The finger that had been bitten was bleeding a little, but unless infection set in it shouldn't be anything to worry about. There was an abrasion on my forehead that stung to the touch, probably the result of my fall down the steps. The other aches and scrapes on my arms and legs were either from the same fall or from the scuffle with the youth.
But these were minor. The pain that drew my attention was in the middle of my back, between my shoulderblades, a wearying ache, a pressure on my back that dulled my movements and hampered my breathing. It was, so far as I knew, the result of a gunshot wound that should have killed me.
I didn't entirely have my wits about me yet, and was stupid enough to look at my chest to see if the bullet had passed all the way through and come out the other side, but of course it hadn't. I was afraid to touch that spot behind me, both because it hurt more when I reached back there and because of what I might find, but it had to be done, and so very cautiously I put my left hand behind my back, and slid it up toward the ache, and felt the crumpled remains of my sheathed knife, still in what was left of the sheath.
That was why I was alive. The bullet had hit the knife, and so hadn't penetrated my back. But the knife had curled like the edges of a piece of paper at the impact, making sharp creases on the inner side, against my skin, and the force of the bullet had driven those creases into the flesh, cutting a random design into my back as though I'd been engraved. Or branded.

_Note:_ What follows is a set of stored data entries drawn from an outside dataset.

PR #44, opened 2024-04-04
Bootcamp Complete - Pranav Bommireddipalli

officialpranav:


modules/bootcamp/decision_waypoint_landing_pads.py
```diff
@@ -67,11 +72,36 @@ def run(self,
...
+        else:
+            #If drone has reached landing pad, land
+            if self.waypoint_is_landing_pad:
+                command = commands.Command.create_land_command()
+                return command
+            
+            #Find closest landing pad
+            self.waypoint_is_landing_pad = True
+            
+            closest_landing_pad_location: location.Location = None
```
TongguangZhang, line 91: good use of type annotation here! (you don't have to change anything here, I just really liked it)

modules/bootcamp/decision_waypoint_landing_pads.py
```diff
@@ -67,11 +72,36 @@ def run(self,
...
-
-        # Remove this when done
-        raise NotImplementedError
+        
+        #If drone is already moving to waypoint do nothing
+        if report.status == drone_status.DroneStatus.MOVING:
+            return command
+               
+        if self.__distance_squared(self.waypoint.location_x, self.waypoint.location_y, report.position.location_x, report.position.location_y) > self.acceptance_radius**2 :
+            command = commands.Command.create_set_relative_destination_command(self.waypoint.location_x - report.position.location_x, self.waypoint.location_y - report.position.location_y)
```
TongguangZhang, line 81: Your logic is good for this specific case, but consider if the drone halts for a second time within the radius of the first waypoint - this would make the drone land on the waypoint instead of the landing pad. Let's try not modifying self.waypoint and instead use a state to determine whether or not the waypoint has been visited yet.

modules/bootcamp/detect_landing_pad.py
```diff
@@ -86,33 +86,35 @@ def run(self, image: np.ndarray) -> "tuple[list[bounding_box.BoundingBox], np.nd
...
 
         # Get the xyxy boxes list from the Boxes object in the Result object
-        boxes_xyxy = ...
+        boxes_xyxy = prediction.boxes.xyxy
 
         # Detach the xyxy boxes to make a copy,
         # move the copy into CPU space,
         # and convert to a numpy array
-        boxes_cpu = ...
+        boxes_cpu = boxes_xyxy.cpu().numpy()
```
TongguangZhang, line 103: make sure you call detach() on boxes_xyxy to make a copy rather than using the boxes themselves, the reason for this is that the boxes are tensors with gradients on for the purposes of training the model. Since we're only using the model output, we want gradients off.

modules/bootcamp/detect_landing_pad.py
```diff
@@ -86,33 +86,35 @@ def run(self, image: np.ndarray) -> "tuple[list[bounding_box.BoundingBox], np.nd
...
         # Hint: .shape gets the dimensions of the numpy array
-        # for i in range(0, ...):
-            # Create BoundingBox object and append to list
-            # result, box = ...
-
-        # Remove this when done
-        raise NotImplementedError
-
+        for i in range(0, boxes_cpu.shape[0]):
+            box = bounding_box.BoundingBox.create(boxes_cpu[i])
```
TongguangZhang, line 110: let's use result, box to make it more clear what the variable is, since index 0 of the result is not a bounding box, but a success flag

modules/bootcamp/detect_landing_pad.py
```diff
@@ -86,33 +86,35 @@ def run(self, image: np.ndarray) -> "tuple[list[bounding_box.BoundingBox], np.nd
...
+            if box[0] is False:
+                continue
```
TongguangZhang, line 112: In statistics, we actually want to delete a data point instead of returning a partial data point if it is corrupted. This means that we want to return nothing (an empty list) if any box creation fails.

modules/bootcamp/detect_landing_pad.py
```diff
@@ -86,33 +86,35 @@ def run(self, image: np.ndarray) -> "tuple[list[bounding_box.BoundingBox], np.nd
...
+            
+            bounding_boxes.append(box[1])
+
+        return((bounding_boxes, image_annotated))
```
TongguangZhang, line 116: let's try to avoid duplicate brackets here, `return bounding boxes, image_annotated` will work here

TongguangZhang (commented):
Reviewed! There are a couple edge cases which you might not be covered in your logic, but it is largely good

modules/bootcamp/detect_landing_pad.py
```diff
@@ -86,33 +86,35 @@ def run(self, image: np.ndarray) -> "tuple[list[bounding_box.BoundingBox], np.nd
...
-
+        predictions = self.__model.predict(image, conf=0.7, device=self.__DEVICE,verbose=False)
         # Get the Result object
-        prediction = ...
+        prediction = predictions[0]
 
         # Plot the annotated image from the Result object
         # Include the confidence value
-        image_annotated = ...
+        image_annotated = prediction.plot()
```
TongguangZhang, line 95: we want to set a confidence threshold for the annotated image, with conf = True

TongguangZhang (commented):
reviewed!

TongguangZhang (commented):
LGTM!

PR #45, opened 2024-04-04
autonomy bootcamp Ernest Wang

ErnestWang31:


modules/bootcamp/detect_landing_pad.py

That whole area was bruised and battered, the flesh sensitive to the touch, the back of my shirt sticky with blood. From the pressure I felt when I breathed it seemed to me I might have broken a rib or two besides. If I wasn't careful how I moved, I was liable to puncture a lung.
Across the way, the turtle shape had begun to slacken, the arm and leg movements getting feebler, the yelps softer, but all at once he screamed, "Alfie! Alfie, come get me!"